121IN - Can collaborative molecular screening platforms (CMSPs) support new forms of cancer clinical research? The example of the EORTC SPECTA programme

Date 29 September 2014
Event ESMO 2014
Session ESMO-ASCO: The evolution of the clinical trial landscape
Topics Clinical Research
Bioethics, Legal, and Economic Issues
Translational Research
Basic Scientific Principles
Basic Principles in the Management and Treatment (of cancer)
Presenter Denis Lacombe
Citation Annals of Oncology (2014) 25 (suppl_4): iv41-iv42. 10.1093/annonc/mdu317
Authors D.A. Lacombe
  • Headquarters, European Organisation for Research and Treatment of Cancer, 1200 - Brussels/BE

Abstract

Body

Abstract:

While there is a need for rapid access to more efficient treatments, drugs regulators require a comprehensive understanding of the risk-to-benefit ratio.
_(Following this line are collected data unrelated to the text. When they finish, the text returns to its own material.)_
PR #1005, opened 2024-05-06
add typing to tests/test_protocol*

dimastbk:
### Changes

Fixes #

### Checklist

### DIFF
--- a/tests/test_protocol.py
+++ b/tests/test_protocol.py
@@ -285,8 +285,9 @@ def test_decode_fetch_response_partial() -> None:
         ]
     )
     resp = FetchResponse_v0.decode(io.BytesIO(encoded))
-    assert len(resp.topics) == 1  # type: ignore[attr-defined]
-    topic, partitions = resp.topics[0]  # type: ignore[attr-defined]
+    assert resp.topics is not None
+    assert len(resp.topics) == 1
+    topic, partitions = resp.topics[0]
     assert topic == "foobar"
     assert len(partitions) == 2
 
@@ -303,7 +304,7 @@ def test_struct_unrecognized_kwargs() -> None:
 
 def test_struct_missing_kwargs() -> None:
     fr = FetchRequest_v0(max_wait_time=100)
-    assert fr.min_bytes is None  # type: ignore[attr-defined]
+    assert fr.min_bytes is None
 
 
 def test_unsigned_varint_serde() -> None:
--- a/tests/test_protocol.py
+++ b/tests/test_protocol.py
@@ -1,13 +1,14 @@
 import io
 import struct
+from typing import Type
 
 import pytest
 
 from aiokafka.protocol.api import Request, RequestHeader_v0, Response
-from aiokafka.protocol.commit import GroupCoordinatorRequest
-from aiokafka.protocol.fetch import FetchRequest, FetchResponse
+from aiokafka.protocol.commit import GroupCoordinatorRequest_v0
+from aiokafka.protocol.fetch import FetchRequest_v0, FetchResponse_v0
 from aiokafka.protocol.message import Message, MessageSet, PartialMessage
-from aiokafka.protocol.metadata import MetadataRequest
+from aiokafka.protocol.metadata import MetadataRequest_v0
 from aiokafka.protocol.types import (
     CompactArray,
     CompactBytes,
@@ -20,7 +21,7 @@ from aiokafka.protocol.types import (
 )
 
 
-def test_create_message():
+def test_create_message() -> None:
     payload = b"test"
     key = b"key"
     msg = Message(value=payload, key=key, magic=0, attributes=0, crc=0)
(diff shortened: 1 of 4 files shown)


tests/test_protocol.py
```diff
@@ -283,9 +284,9 @@ def test_decode_fetch_response_partial():
             b"ar",  # Value (truncated)
         ]
     )
-    resp = FetchResponse[0].decode(io.BytesIO(encoded))
-    assert len(resp.topics) == 1
-    topic, partitions = resp.topics[0]
+    resp = FetchResponse_v0.decode(io.BytesIO(encoded))
+    assert len(resp.topics) == 1  # type: ignore[attr-defined]
+    topic, partitions = resp.topics[0]  # type: ignore[attr-defined]
```
ods, line 289: We should rather fix this problem in response class

tests/test_protocol.py
```diff
@@ -294,18 +295,18 @@ def test_decode_fetch_response_partial():
...
-        MetadataRequest[0](topicz="foo")
+        MetadataRequest_v0(topicz="foo")
 
 
-def test_struct_missing_kwargs():
-    fr = FetchRequest[0](max_wait_time=100)
-    assert fr.min_bytes is None
+def test_struct_missing_kwargs() -> None:
+    fr = FetchRequest_v0(max_wait_time=100)
+    assert fr.min_bytes is None  # type: ignore[attr-defined]
```
ods, line 306: Same here

tests/test_protocol_object_conversion.py
```diff
@@ -6,62 +8,119 @@
...
+                API_KEY = 0
+                API_VERSION = 0
+                RESPONSE_TYPE = Response  # To satisfy the Request ABC
+                SCHEMA = Schema(("myarray", Array(Int16)))
+        else:
+
+            class TestClass(Response):  # type: ignore[no-redef]
+                API_KEY = 0
+                API_VERSION = 0
+                SCHEMA = Schema(("myarray", Array(Int16)))
```
ods, line 88: Looks like the same code is repeated a lot of times. I think we can put it into generic function like this:
```python
def envelope_with_schema(superclass: ET, schema: Schema) -> ET:
    ...
```
Or even a parametrized factory fixture with single `schema` argument.

tests/test_protocol_object_conversion.py
```diff
@@ -1,67 +1,81 @@
...
+    else:
+
+        class TestClass(Response):  # type: ignore[no-redef]
             API_KEY = 0
             API_VERSION = 0
-            RESPONSE_TYPE = None  # To satisfy the Request ABC
-            SCHEMA = Schema(("myobject", Int16))
+            SCHEMA = schema
+
+    return TestClass  # type: ignore[return-value]
```
ods, line 27: Hmm, looks like mypy is right here, as the type we return is not the same. I don't know how to solve this in generic way, but we actually don't need to. Also, it's incorrect to use `issubclass` here, as we accept only `Request` and `Response`, but not subclasses.  Maybe this way?:

```python
def _make_test_class(base_cls: Type[Union[Request, Response]]) ->  Type[Union[Request, Response]]:
    if base_cls is Request:
        class TestRequest(Request):
            ...

        return TestRequest

    else:
        assert base_cls is Response

        class TestResponse(Response):
            ...

        return TestResponse
```

tests/test_protocol.py
dimastbk: I see these ways:
1. Use annotations on struct classes and generate __init__/attributes from these annotations (maybe use descriptor and dataclass/dataclass_transform)
2. Add annotations to class from schemas
3. Write mypy plugin like the existing mypy plugin for dataclasses

tests/test_protocol_object_conversion.py
dimastbk: I prefer generic because if we add annotations to the __init__ method, we should know the return value from class factory

dimastbk: Maybe use the version with generic (and # type: ignore[return-value]) and add a protocol like this? This solves the problem of differences between Response/Request.

```python
class ResponseRequestProtocol(Protocol):
    def __init__(self, *args: Any, **kwargs: Any) -> None: ...
    def to_object(self) -> Dict[str, Any]: ...
    def encode(self) -> bytes: ...
    def get_item(self, name: str) -> Any: ...
```

ods: > I prefer generic because if we add annotations to the init method, we should know the return value from class factory

I don't know how to express this with generic. It's not very good, but we can use `type: ignore` if we're sure our typing is right and there is a bug in mypy. But here I'm pretty sure that mypy is right and typing is incorrect: when `TestClass` is subclass of `Request` (or `Response`) this doesn't mean that `Type[TestClass]` is subclass of `Type[Request]` (or `Type[Response]`). And don't see how suggested protocol may solve this problem.

ods: BTW, do you have a Telegram account? Mine is [otkds](https://t.me/otkds), probably we might discuss ideas in realtime. (I'll remove this comment later to avoid spam)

The quantity and the quality of data that need to be handled are substantially increasing while the economic environment is more stringent. The challenges ahead of oncology include: optimizing clinician access to high quality genomic information, providing guidance for target assessment with new type of molecular guidelines, developing new approaches to market access and new health care models, long-term follow-up of patients, real life implementation, health technology assessments. To achieve such goals, new innovative forms of clinical research are needed. A solid understanding of biology will support robust confirmatory trials. Integrating new molecular entities in therapeutic strategies is today's challenge. New forms of clinical research and new methods for access to clinical trials based on clinically annotated biological data and longitudinal follow up of patients to understand patterns of resistance will be needed. CMSPs sorting patients according to molecular features for treatment decision are proposed to fill the gap between knowledge and implementation of personalized treatments. The EORTC has set up CMSPs as a new approach to tackle this issue at the European level. With primary mission to structure patient access to international molecular based clinical trials, SPECTA (Screening Patients for efficient Clinical Trial Access) is an advanced model of CMSP. Building on the EORTC multidisciplinary network, validated clinical trial infrastructure and regulatory compliant tools and procedures, SPECTA is a unique pan European program optimizing the expertise of all stakeholders from patients to payers and combining efforts alongside cost-sharing models for efficient patient selection. With currently 5 platforms addressing colo-rectal, lung, brain and prostate cancer as well as melanoma, EORTC demonstrates the international, legal and operational feasibility of such platforms. Not only efficient patient selection and sorting depending on relevant molecular alterations happens through a single portal but also optimizing and rationalising expensive screening programs is being made possible through new models of partnerships.

Disclosure:

The author has declared no conflicts of interest.